Segment Open

PR #374, opened 2020-08-24
manually syncing requirements files

sfc-gh-mkeller:
manually syncing newest requirements files for release

### DIFF
--- a/tested_requirements/requirements_35.txt
+++ b/tested_requirements/requirements_35.txt
@@ -1,19 +1,21 @@
-asn1crypto==1.3.0
+# Generated on: Python 3.5.9
+# With snowflake-connector-python version: 2.3.0
+asn1crypto==1.4.0
 azure-common==1.1.25
 azure-storage-blob==2.1.0
 azure-storage-common==2.1.0
-boto3==1.13.26
-botocore==1.16.26
-certifi==2020.4.5.2
-cffi==1.14.0
+boto3==1.14.47
+botocore==1.17.47
+certifi==2020.6.20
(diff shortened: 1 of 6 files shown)


tested_requirements/requirements_35.txt
```diff
@@ -1,25 +1,26 @@
-asn1crypto==1.3.0
+# Generated on: Python 3.5.9
+# With snowflake-connector-python version: 2.3.0
```
sfc-gh-mkeller, line 2: I changed how this files looks a bit, now customers should be able to use this as a requirements file straight away after downloading it.

sfc-gh-mkeller: Except that it doesn't have `snowflake-connector-python` in the list, that's what this comment is for

sfc-gh-wshangguan: Just to confirm, this is to tell customers they need to have `snowflake-connector-python` already installed?

sfc-gh-mkeller: Take a look at how it looked before: https://github.com/snowflakedb/snowflake-connector-python/blob/master/tested_requirements/requirements_35.txt
I wanted to make this easier to use for customers.
So now if you `wget` this file or copy-paste it, you can do `pip install -r file.txt` and it will work, but I don't think that it would work with the older files.
This just tells what version of the connector was used to create this requirements file.

sfc-gh-wshangguan: That sounds good!

PR #352, opened 2020-08-09
Added proxies to SnowflakeRestfuls requests session instead of env vars

Adaptive-Alon:
Added proxies to SnowflakeRestfuls requests session.

What this PR did:

1. Changed `set_proxies` method to not set the proxies as system wide environment variables, and renamed it `format_proxies`
2. Added a `proxies` param to `SnowflakeRestful`, and passed the formatted proxy dict from 'SnowflakeConnection.__open_connection()`.
3. Added the proxy dict to the reqests Session created in `SnowflakeRestful.make_requests_session()`

PR #379, opened 2020-08-25
Use requests proxies object

adrianoesch:
The [proxies](https://requests.readthedocs.io/en/master/user/advanced/#proxies) object from `requests` is more versatile and also allows for the use of [socks](https://requests.readthedocs.io/en/master/user/advanced/#socks) proxies.

### DIFF
--- a/src/snowflake/connector/connection.py
+++ b/src/snowflake/connector/connection.py
@@ -93,10 +93,7 @@ DEFAULT_CONFIGURATION = {
     'host': ('127.0.0.1', str),  # standard
     'port': (8080, (int, str)),  # standard
     'database': (None, (type(None), str)),  # standard
-    'proxy_host': (None, (type(None), str)),  # snowflake
-    'proxy_port': (None, (type(None), str)),  # snowflake
-    'proxy_user': (None, (type(None), str)),  # snowflake
-    'proxy_password': (None, (type(None), str)),  # snowflake
+    'proxies' : (None, (type(None), dict)),  # standard
     'protocol': (u'http', str),  # snowflake
     'warehouse': (None, (type(None), str)),  # snowflake
     'region': (None, (type(None), str)),  # snowflake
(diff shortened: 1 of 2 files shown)


sfc-gh-mkeller:
Seems like a duplicate of #352

sfc-gh-mkeller:
@adrianoesch 

Please understand that this is a [behavior change](https://community.snowflake.com/s/article/Pending-Behavior-Change-Log), so I need to get some approvals and announcements before this can be accepted and released, if we were to proceed with this.
I think in this case adding support for reading out proxy settings from the previously used environmental variables would be easier and better to do.

Would you be able to provide code for that?

src/snowflake/connector/proxy.py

Segment Closed

Take every line in the preceding listing that contains "Added" and copy it.

Added proxies to SnowflakeRestfuls requests session instead of env vars
Added proxies to SnowflakeRestfuls requests session.
2. Added a `proxies` param to `SnowflakeRestful`, and passed the formatted proxy dict from 'SnowflakeConnection.__open_connection()`.
3. Added the proxy dict to the reqests Session created in `SnowflakeRestful.make_requests_session()`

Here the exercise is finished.